[INPUT DATA — start]

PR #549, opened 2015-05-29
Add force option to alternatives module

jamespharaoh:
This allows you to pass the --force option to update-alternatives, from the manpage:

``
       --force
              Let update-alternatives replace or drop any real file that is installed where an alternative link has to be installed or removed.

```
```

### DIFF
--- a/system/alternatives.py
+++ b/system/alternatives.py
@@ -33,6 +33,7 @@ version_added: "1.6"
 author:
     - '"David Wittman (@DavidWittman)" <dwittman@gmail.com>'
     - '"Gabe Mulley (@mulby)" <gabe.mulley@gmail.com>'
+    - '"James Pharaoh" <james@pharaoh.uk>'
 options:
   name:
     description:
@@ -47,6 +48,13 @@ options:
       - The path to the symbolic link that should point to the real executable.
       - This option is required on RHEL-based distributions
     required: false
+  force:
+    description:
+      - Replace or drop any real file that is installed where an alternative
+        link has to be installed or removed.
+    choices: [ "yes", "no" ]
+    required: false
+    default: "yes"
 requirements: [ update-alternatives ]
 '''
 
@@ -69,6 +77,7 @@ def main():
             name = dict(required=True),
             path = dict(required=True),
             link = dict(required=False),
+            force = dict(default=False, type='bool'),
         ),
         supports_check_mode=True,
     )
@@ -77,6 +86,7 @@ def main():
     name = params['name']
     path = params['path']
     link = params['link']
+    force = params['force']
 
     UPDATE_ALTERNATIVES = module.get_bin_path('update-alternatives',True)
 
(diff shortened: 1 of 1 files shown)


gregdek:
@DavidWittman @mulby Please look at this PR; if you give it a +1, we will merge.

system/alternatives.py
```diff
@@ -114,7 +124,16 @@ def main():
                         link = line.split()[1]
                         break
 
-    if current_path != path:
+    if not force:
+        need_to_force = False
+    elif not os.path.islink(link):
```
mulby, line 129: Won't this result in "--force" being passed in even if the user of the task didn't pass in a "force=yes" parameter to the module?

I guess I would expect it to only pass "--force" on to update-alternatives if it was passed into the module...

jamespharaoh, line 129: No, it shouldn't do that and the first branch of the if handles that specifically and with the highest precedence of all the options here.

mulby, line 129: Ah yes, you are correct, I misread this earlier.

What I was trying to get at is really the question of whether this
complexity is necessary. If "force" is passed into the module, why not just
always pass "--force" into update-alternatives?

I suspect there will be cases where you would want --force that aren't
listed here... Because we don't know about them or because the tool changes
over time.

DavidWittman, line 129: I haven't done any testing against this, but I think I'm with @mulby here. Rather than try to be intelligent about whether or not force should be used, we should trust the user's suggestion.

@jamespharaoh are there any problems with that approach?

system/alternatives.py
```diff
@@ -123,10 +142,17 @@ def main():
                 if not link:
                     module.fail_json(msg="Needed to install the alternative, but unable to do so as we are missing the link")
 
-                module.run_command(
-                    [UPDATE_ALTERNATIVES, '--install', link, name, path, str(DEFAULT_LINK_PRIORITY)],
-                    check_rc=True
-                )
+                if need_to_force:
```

[INPUT DATA — finish]
[INPUT DATA — start]

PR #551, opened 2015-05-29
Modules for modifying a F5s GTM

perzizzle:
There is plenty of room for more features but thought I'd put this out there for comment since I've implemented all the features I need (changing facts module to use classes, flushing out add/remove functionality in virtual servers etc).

[INPUT DATA — finish]
[INPUT DATA — start]

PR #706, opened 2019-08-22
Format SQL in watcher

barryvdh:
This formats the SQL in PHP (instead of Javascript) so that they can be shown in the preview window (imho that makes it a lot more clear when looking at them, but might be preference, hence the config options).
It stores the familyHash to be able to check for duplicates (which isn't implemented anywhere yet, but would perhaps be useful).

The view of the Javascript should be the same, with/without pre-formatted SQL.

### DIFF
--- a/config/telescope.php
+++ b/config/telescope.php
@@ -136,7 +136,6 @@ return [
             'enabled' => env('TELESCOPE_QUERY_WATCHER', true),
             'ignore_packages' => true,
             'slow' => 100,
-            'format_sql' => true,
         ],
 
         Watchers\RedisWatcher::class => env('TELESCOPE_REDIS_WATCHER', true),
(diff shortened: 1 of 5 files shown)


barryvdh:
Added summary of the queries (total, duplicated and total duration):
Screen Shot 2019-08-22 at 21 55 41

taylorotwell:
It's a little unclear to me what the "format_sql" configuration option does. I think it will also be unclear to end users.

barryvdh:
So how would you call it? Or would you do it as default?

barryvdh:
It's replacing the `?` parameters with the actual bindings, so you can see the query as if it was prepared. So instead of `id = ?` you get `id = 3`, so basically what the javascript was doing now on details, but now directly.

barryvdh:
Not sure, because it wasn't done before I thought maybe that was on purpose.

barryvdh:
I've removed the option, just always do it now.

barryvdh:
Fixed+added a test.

[INPUT DATA — finish]

PROBLEM STATEMENT → Everything starting at the line containing "requirements: [ update-alternatives ]" and ending at the line containing "I guess I would" in the records above should be repeated exactly, and only that.

FINAL ANSWER →
 requirements: [ update-alternatives ]
 '''
 
@@ -69,6 +77,7 @@ def main():
             name = dict(required=True),
             path = dict(required=True),
             link = dict(required=False),
+            force = dict(default=False, type='bool'),
         ),
         supports_check_mode=True,
     )
@@ -77,6 +86,7 @@ def main():
     name = params['name']
     path = params['path']
     link = params['link']
+    force = params['force']
 
     UPDATE_ALTERNATIVES = module.get_bin_path('update-alternatives',True)
 
(diff shortened: 1 of 1 files shown)


gregdek:
@DavidWittman @mulby Please look at this PR; if you give it a +1, we will merge.

system/alternatives.py
```diff
@@ -114,7 +124,16 @@ def main():
                         link = line.split()[1]
                         break
 
-    if current_path != path:
+    if not force:
+        need_to_force = False
+    elif not os.path.islink(link):
```
mulby, line 129: Won't this result in "--force" being passed in even if the user of the task didn't pass in a "force=yes" parameter to the module?

I guess I would expect it to only pass "--force" on to update-alternatives if it was passed into the module...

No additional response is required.